Physical activity is an essential part of a healthy lifestyle. So it is not surprising that there are many misconceptions about it. Whether it’s those who believe that they should exercise for hours every day, or those who believe that certain activities don’t count as exercise, these misconceptions can cause confusion when establishing an exercise regimen or deciding what types of activities to do. Pay attention. To clear up any confusion about physical activity, here are 8 common misconceptions and the truth behind them!
Myth #1: You need to exercise for at least an hour.
Fact: No matter how much time you have, any physical activity is better than none. Even a short 10-minute walk can help you improve your fitness and feel better throughout the day. Research shows that even small amounts of physical activity throughout the day can benefit overall health and well-being. Additionally, 20 to 30 minutes of moderate-intensity physical activity, such as walking or bicycling, can reduce the risk of heart disease, stroke, and some types of cancer.
Myth #2: Sweat is an indicator of exercise intensity.
Fact: Sweating isn’t necessarily a sign of workout intensity, as it can be affected by things like the temperature and humidity of your environment. More than the intensity of your workout, sweat is more about your body’s ability to cool itself.
Myth #3: You need 10,000 steps a day to be healthy.
Fact: Being fit and healthy is important for physical and mental health. People often believe that walking 10,000 steps a day is necessary to reach fitness goals, but that couldn’t be further from the truth. Because each person’s body requires a different intensity and duration of exercise, research shows that everyone has different exercise needs. Walking 10,000 steps a day can help some people lead a healthy lifestyle, but not everyone.

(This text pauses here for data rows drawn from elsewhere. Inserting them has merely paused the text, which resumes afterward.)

PR #2928, opened 2018-01-07
ZEN-29263 Administered Objects recurse Devices but not Events from to…

romanbakaleyko:
…p level organizer

### DIFF
--- a/Products/ZenModel/UserSettings.py
+++ b/Products/ZenModel/UserSettings.py
@@ -1172,7 +1172,7 @@ class UserSettings(ZenModelRM):
                 if ar.managedObject().getPrimaryId() in rootOrganizers:
                     guids.extend(IGlobalIdentifier(child).getGUID() for child in ar.managedObject().children())
                 else:
-                    guids.extend(IGlobalIdentifier(ar.managedObject()).getGUID())
+                    guids.append(IGlobalIdentifier(ar.managedObject()).getGUID())
 
         return guids
 
--- a/Products/ZenModel/UserSettings.py
+++ b/Products/ZenModel/UserSettings.py
@@ -1151,26 +1151,28 @@ class UserSettings(ZenModelRM):
                 )
             return self.callZenScreen(REQUEST)
 
+
     security.declareProtected(ZEN_CHANGE_SETTINGS, 'getAllAdminGuids')
     def getAllAdminGuids(self, returnChildrenForRootObj=False):
         """
         Return all guids user has permissions to.
         """
         guids = []
-        ars = self.getAllAdminRoles()
-        for ar in ars:
-            if not returnChildrenForRootObj:
-                guids.append(IGlobalIdentifier(ar.managedObject()).getGUID())
-            else:
-                if ar.managedObject().getPrimaryId() in (
+        rootOrganizers = (
                         '/zport/dmd/Devices',
                         '/zport/dmd/Locations',
                         '/zport/dmd/Groups',
                         '/zport/dmd/Systems'
-                ):
-                    guids.extend([IGlobalIdentifier(child).getGUID() for child in ar.managedObject().children()])
+        )
+        ars = self.getAllAdminRoles()
+        if not returnChildrenForRootObj:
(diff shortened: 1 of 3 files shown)


Products/ZenModel/UserSettings.py
```diff
@@ -1151,6 +1151,29 @@ def manage_deleteAdministrativeRole(self, delids=(), REQUEST=None):
...
+    def getAllAdminGuids(self, returnChildrenForRootObj=False):
+        """
+        Return all guids user has permissions to.
+        """
+        guids = []
+        ars = self.getAllAdminRoles()
+        for ar in ars:
+            if not returnChildrenForRootObj:
+                guids.append(IGlobalIdentifier(ar.managedObject()).getGUID())
+            else:
```
jpeacock-zenoss: The `for` loop and this `if` statement regarding the `returnChildrenForRootObj` should be inverted.  The result of the `if` is the same regardless of the value of `ar`.  Granted, there will be two loops, but they will be less complicated.  E.g.
```
if not returnChildrenForRootObj:
    guids.extend(
        IGlobalIdentifier(ar.managedObject()).getGUID()
        for ar in ars
    )
else:
    for ar in ars:
        if ar.managedObject().getPrimaryId() in ....
```

Products/ZenModel/UserSettings.py
```diff
@@ -1151,6 +1151,29 @@ def manage_deleteAdministrativeRole(self, delids=(), REQUEST=None):
...
+                if ar.managedObject().getPrimaryId() in (
+                        '/zport/dmd/Devices',
+                        '/zport/dmd/Locations',
+                        '/zport/dmd/Groups',
+                        '/zport/dmd/Systems'
+                ):
```
jpeacock-zenoss: The tuple of organizer names should be kept in a variable with an informative name, e.g.
```
    rootOrganizers = (
        '/zport/dmd/Devices',
        ...
    )
    if ar.managedObject().getPrimaryId() in rootOrganizers:
        ...
```

Products/ZenModel/UserSettings.py
```diff
@@ -1151,6 +1151,29 @@ def manage_deleteAdministrativeRole(self, delids=(), REQUEST=None):
...
+                    guids.extend([IGlobalIdentifier(child).getGUID() for child in ar.managedObject().children()])
```
jpeacock-zenoss: You can use a generator here, i.e. you don't need the square brackets.

jpeacock-zenoss: Does `children()` return all the child objects in the tree?  If there are three levels of organizers, will objects of the 3rd nested be returned?

Products/Zuul/facades/zepfacade.py
```diff
@@ -369,17 +369,16 @@ def getEventSummaries(self, offset, limit=1000, sort=None, filter=None, exclusio
         if use_permissions:
             user = getSecurityManager().getUser()
             userSettings = self._dmd.ZenUsers._getOb(user.getId())
-            hasGlobalRoles = not userSettings.hasNoGlobalRoles()
+            hasGlobalRoles = not userSettings.hasNoGlobalRoles()
```
jpeacock-zenoss: There's a trailing space on this line that should be removed.

Products/ZenModel/UserSettings.py
```diff
@@ -1152,6 +1152,31 @@ def manage_deleteAdministrativeRole(self, delids=(), REQUEST=None):
...
+        )
+        ars = self.getAllAdminRoles()
+        if not returnChildrenForRootObj:
+            guids.extend(IGlobalIdentifier(ar.managedObject()).getGUID() for ar in ars)
+        else:
+            for ar in ars:
+                if ar.managedObject().getPrimaryId() in rootOrganizers:
+                    guids.extend(IGlobalIdentifier(child).getGUID() for child in ar.managedObject().children())
+                else:
+                    guids.extend(IGlobalIdentifier(ar.managedObject()).getGUID())
```
jpeacock-zenoss: This one should be `append`, not `extend`; only a single element is added to the list.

In fact, there are many activities that promote healthy habits, such as low-impact activities such as cycling or swimming, or high-impact activities such as sprinting or weight training. Ultimately, the best way to maintain a healthy lifestyle is to focus on eating a balanced diet that meets your body’s needs and exercising regularly.
Myth #4: Exercise has to be intense to be effective.
Fact: Exercise doesn’t have to be difficult to be effective. Moderate activity is just as important to health as vigorous activity! Moderate-intensity activities include brisk walking, yoga or tai chi classes, household chores such as vacuuming, cleaning, gardening, and water aerobics classes. All of these activities create enough stress to be healthy, but not so intense that you risk overworking your body or exhausting yourself beyond what you can do on a daily basis!
Misconception #5: You have to exercise every day to reap the health benefits.
Fact: Research suggests that 30 minutes of moderate-intensity exercise 3 times per week is sufficient for most people who want to get maximum results from their workouts while maintaining a healthy lifestyle outside of regular exercise. Plus, adding a low-impact cardio activity like swimming to your weekly routine can provide health benefits without requiring a lot of aerobic exertion with each workout!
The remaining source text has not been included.